TASK STATEMENT: For the data below, restate word for word only the lines from the line containing "PR #238, opened 2021-07-27" through the line containing "This implies the", both ends included.

*** RECORDED DATA

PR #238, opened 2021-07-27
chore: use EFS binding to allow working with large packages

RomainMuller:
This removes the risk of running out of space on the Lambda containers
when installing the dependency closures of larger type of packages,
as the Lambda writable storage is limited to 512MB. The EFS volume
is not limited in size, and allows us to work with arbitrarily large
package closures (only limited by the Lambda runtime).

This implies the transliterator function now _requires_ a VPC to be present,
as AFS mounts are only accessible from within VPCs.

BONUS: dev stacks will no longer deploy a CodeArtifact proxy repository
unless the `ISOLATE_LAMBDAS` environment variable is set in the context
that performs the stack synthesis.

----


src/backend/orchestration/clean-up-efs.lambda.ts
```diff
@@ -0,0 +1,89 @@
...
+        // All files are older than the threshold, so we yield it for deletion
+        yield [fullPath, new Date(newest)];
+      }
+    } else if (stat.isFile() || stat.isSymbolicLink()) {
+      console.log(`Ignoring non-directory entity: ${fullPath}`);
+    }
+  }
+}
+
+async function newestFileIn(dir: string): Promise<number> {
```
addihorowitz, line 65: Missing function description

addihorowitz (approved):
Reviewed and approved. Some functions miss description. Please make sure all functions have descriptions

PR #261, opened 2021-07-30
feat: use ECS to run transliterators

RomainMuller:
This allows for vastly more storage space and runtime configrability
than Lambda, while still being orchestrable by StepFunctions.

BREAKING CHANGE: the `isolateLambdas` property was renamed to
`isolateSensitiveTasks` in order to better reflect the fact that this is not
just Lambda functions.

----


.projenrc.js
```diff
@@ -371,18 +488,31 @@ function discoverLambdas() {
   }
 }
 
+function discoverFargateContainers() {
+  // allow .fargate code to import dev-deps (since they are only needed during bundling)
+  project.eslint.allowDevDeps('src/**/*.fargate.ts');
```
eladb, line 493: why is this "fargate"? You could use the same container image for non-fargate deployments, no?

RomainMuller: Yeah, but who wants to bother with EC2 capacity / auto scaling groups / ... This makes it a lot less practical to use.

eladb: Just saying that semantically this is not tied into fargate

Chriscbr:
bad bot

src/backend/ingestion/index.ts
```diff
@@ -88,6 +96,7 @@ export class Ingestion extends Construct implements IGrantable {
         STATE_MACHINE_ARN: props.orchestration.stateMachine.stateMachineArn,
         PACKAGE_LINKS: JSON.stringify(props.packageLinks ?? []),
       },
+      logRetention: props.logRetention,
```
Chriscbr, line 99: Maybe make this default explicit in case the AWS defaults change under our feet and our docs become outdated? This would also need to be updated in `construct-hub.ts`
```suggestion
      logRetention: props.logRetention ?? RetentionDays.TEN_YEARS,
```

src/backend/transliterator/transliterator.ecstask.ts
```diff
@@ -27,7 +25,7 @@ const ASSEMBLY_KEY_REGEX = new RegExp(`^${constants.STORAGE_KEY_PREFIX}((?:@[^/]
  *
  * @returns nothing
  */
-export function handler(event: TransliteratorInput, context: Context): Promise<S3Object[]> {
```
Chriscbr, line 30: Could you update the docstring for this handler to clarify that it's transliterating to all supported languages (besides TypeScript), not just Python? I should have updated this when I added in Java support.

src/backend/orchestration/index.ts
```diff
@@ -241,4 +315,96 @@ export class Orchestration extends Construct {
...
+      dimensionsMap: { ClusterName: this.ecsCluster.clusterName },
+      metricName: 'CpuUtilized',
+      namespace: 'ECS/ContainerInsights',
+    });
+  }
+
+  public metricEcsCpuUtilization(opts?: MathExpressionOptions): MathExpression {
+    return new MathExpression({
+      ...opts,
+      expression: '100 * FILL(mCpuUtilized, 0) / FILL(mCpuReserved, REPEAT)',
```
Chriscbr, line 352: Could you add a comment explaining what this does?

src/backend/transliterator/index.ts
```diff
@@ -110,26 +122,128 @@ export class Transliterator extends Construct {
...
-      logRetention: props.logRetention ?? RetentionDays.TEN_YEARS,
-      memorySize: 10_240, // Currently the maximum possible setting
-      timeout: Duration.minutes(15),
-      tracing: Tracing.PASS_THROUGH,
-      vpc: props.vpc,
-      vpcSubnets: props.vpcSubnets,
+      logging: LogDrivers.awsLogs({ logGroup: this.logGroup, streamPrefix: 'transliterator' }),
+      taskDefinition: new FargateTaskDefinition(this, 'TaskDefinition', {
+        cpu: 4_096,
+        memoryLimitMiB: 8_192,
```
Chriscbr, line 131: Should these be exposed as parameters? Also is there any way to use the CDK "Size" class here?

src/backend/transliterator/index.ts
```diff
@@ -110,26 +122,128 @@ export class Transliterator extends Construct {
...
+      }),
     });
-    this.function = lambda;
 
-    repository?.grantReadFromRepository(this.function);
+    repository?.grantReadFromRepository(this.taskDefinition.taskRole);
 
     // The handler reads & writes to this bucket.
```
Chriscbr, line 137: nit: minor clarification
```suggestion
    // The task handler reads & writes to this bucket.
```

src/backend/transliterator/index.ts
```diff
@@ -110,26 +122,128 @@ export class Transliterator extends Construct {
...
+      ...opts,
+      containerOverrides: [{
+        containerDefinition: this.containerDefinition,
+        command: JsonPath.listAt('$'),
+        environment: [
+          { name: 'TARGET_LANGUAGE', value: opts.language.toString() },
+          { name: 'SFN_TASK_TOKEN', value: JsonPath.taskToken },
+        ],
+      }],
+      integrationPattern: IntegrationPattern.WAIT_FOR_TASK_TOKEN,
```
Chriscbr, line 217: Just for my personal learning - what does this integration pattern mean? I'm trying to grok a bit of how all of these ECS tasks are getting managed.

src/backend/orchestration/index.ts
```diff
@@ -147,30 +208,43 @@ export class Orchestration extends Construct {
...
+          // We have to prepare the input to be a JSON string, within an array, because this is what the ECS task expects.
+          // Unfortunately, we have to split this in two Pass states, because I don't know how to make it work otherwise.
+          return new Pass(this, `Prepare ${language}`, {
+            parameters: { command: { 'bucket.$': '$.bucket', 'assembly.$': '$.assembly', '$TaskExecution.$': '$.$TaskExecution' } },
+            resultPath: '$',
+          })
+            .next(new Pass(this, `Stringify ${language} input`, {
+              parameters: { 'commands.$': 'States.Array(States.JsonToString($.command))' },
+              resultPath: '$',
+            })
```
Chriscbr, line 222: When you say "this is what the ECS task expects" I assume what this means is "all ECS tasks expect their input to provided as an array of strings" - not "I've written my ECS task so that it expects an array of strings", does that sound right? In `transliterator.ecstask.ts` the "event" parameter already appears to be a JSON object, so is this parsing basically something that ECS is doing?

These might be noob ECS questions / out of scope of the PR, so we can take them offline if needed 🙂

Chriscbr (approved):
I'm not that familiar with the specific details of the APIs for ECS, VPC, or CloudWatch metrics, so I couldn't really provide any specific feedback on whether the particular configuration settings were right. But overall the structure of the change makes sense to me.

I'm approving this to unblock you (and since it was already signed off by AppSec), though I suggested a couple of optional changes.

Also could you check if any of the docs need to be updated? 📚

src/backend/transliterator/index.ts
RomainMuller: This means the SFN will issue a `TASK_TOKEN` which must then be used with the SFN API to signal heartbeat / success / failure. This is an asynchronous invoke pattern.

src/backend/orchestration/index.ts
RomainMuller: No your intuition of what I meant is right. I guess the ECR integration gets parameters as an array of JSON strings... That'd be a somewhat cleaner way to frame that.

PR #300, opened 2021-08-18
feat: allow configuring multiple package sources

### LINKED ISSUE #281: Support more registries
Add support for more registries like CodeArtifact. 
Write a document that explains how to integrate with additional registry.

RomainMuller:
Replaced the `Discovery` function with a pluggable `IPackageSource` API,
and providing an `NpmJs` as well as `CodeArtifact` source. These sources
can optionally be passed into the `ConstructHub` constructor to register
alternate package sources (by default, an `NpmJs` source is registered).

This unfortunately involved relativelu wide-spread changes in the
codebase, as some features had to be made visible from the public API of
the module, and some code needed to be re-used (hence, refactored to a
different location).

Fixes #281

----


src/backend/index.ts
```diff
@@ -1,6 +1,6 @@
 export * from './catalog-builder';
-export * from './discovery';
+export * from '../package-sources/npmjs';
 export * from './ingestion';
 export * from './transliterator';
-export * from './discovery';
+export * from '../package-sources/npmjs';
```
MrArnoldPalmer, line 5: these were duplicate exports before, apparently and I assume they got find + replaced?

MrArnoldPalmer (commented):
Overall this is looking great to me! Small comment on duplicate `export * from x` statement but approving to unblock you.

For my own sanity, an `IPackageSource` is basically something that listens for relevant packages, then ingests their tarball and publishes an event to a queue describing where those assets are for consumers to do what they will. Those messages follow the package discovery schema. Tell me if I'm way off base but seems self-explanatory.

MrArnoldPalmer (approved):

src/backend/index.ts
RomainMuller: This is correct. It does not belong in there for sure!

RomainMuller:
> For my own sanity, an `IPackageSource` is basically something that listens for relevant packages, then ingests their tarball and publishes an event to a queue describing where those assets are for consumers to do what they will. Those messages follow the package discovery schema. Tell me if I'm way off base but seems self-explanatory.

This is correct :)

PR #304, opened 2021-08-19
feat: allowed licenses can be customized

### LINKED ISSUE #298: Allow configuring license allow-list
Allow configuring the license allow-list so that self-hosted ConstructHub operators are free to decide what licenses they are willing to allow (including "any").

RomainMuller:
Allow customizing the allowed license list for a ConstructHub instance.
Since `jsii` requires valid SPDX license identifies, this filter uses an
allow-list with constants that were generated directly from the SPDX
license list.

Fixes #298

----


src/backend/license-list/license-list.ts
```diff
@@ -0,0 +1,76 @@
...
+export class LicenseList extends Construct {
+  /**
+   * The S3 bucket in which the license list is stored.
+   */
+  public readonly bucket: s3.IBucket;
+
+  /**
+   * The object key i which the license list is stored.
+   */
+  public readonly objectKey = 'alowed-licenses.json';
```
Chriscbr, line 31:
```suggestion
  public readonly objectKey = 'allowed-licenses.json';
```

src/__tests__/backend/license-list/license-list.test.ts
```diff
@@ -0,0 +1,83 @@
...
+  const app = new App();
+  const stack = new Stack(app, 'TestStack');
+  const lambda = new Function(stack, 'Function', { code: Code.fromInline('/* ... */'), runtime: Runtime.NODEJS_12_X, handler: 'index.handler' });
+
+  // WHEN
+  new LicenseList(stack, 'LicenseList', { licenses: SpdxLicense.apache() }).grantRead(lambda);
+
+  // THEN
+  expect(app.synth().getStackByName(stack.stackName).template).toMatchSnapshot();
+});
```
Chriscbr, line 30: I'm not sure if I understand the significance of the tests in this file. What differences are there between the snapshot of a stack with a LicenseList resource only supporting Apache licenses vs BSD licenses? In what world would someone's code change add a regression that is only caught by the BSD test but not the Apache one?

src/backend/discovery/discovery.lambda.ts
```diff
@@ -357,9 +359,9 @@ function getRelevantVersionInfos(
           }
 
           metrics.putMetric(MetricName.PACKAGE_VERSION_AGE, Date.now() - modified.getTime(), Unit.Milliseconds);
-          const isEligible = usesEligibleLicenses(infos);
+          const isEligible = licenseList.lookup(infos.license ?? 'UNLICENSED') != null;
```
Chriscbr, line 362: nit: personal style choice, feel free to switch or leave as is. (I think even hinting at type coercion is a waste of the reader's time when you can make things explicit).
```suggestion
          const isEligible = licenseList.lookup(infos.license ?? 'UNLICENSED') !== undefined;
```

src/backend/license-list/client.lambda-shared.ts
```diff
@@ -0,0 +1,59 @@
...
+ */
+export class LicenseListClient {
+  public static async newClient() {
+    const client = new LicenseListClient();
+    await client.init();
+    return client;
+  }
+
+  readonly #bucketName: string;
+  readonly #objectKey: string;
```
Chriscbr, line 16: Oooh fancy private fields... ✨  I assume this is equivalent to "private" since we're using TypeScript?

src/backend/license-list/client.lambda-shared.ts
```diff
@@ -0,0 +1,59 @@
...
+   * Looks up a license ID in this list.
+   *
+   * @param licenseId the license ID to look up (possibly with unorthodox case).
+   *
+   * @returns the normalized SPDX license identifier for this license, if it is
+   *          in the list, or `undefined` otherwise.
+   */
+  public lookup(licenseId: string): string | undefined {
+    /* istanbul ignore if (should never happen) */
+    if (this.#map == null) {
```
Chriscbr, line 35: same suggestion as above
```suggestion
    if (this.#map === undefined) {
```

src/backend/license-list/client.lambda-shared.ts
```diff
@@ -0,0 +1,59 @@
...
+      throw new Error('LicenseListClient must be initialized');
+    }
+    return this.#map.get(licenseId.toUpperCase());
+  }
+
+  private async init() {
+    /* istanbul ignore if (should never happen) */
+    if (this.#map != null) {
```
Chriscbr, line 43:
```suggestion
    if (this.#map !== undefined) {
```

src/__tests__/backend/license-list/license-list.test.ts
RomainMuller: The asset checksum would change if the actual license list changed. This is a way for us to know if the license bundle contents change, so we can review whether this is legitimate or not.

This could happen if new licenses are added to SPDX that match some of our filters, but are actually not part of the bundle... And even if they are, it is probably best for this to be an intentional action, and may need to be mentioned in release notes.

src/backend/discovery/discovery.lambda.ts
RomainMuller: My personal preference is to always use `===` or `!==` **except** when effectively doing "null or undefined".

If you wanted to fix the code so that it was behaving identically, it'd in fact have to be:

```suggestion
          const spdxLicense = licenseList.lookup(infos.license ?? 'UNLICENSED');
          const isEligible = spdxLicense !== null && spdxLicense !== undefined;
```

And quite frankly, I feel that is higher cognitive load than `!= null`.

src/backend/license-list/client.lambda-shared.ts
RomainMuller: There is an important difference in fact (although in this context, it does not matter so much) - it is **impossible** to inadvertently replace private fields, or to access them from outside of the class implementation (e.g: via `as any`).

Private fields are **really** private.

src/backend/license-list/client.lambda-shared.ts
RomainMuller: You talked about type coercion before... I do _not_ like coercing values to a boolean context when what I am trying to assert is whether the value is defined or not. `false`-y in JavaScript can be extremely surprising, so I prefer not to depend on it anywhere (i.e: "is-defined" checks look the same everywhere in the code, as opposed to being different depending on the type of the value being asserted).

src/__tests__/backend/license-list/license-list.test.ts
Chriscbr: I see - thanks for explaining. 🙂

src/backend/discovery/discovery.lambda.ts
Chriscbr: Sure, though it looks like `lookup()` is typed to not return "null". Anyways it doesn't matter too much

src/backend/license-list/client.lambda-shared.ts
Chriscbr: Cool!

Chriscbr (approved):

******
*** RECORDED DATA

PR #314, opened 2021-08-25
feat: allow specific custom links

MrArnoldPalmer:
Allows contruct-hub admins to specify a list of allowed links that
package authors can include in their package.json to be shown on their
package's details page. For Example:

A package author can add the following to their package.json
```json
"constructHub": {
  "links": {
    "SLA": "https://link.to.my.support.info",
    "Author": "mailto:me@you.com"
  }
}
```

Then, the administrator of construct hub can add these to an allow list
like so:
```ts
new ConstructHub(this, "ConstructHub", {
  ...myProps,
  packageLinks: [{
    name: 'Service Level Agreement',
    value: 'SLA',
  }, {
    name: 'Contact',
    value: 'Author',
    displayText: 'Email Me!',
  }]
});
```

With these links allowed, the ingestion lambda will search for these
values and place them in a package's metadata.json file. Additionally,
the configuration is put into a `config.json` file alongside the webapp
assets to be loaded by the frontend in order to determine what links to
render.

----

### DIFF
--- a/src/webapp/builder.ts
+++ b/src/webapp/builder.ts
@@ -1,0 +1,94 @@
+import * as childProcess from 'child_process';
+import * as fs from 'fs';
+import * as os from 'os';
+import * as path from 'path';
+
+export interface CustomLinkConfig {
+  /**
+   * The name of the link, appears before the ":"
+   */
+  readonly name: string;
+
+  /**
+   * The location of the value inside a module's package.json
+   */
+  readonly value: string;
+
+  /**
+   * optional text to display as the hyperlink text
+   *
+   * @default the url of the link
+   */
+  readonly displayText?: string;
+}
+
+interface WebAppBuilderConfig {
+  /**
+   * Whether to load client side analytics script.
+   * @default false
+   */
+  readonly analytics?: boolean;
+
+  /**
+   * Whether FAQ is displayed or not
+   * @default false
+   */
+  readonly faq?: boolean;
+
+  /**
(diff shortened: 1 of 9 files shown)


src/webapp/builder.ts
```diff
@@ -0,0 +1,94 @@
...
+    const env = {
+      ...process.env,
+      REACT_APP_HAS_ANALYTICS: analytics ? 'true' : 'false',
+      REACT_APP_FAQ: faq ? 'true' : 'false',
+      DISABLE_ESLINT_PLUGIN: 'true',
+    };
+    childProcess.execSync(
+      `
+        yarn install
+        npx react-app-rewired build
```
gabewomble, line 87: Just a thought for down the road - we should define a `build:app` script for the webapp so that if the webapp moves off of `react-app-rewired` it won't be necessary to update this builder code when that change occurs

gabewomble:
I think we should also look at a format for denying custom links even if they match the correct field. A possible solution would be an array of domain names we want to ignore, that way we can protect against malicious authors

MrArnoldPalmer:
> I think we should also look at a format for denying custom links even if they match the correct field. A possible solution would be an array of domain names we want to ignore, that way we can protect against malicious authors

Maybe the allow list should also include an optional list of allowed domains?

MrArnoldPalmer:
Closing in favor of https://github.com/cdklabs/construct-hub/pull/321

******
*** RECORDED DATA

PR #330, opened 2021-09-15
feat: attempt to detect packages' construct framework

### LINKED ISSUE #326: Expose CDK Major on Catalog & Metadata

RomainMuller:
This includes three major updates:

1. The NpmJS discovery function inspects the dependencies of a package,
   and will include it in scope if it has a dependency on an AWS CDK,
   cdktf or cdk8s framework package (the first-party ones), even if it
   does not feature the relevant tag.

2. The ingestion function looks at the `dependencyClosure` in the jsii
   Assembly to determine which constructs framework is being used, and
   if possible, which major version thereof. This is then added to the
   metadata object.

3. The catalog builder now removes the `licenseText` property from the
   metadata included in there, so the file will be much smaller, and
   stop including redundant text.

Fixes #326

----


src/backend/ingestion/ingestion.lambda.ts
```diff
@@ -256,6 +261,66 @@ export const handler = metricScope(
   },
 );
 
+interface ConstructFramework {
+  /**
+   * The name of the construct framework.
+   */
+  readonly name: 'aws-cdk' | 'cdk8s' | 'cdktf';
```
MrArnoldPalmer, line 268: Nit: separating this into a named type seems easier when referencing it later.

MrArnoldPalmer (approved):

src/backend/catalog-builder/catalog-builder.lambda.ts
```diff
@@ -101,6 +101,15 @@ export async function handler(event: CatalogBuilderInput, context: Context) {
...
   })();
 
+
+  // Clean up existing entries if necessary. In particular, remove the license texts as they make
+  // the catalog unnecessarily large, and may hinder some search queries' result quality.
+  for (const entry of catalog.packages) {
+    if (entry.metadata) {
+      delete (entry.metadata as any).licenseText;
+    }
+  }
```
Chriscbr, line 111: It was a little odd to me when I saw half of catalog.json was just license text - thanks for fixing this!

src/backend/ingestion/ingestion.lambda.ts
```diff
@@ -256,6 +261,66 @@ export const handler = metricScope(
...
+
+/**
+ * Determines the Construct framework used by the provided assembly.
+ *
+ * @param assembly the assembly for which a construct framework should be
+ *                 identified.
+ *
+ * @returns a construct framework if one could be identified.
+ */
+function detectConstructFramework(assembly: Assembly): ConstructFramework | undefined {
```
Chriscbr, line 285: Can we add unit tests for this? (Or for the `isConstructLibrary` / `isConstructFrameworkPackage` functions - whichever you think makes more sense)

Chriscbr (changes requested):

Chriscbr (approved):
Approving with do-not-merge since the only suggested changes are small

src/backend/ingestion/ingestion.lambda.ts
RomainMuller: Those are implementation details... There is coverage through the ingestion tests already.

******

SOLUTION FOR THIS EXERCISE:
PR #238, opened 2021-07-27
chore: use EFS binding to allow working with large packages

RomainMuller:
This removes the risk of running out of space on the Lambda containers
when installing the dependency closures of larger type of packages,
as the Lambda writable storage is limited to 512MB. The EFS volume
is not limited in size, and allows us to work with arbitrarily large
package closures (only limited by the Lambda runtime).

This implies the transliterator function now _requires_ a VPC to be present,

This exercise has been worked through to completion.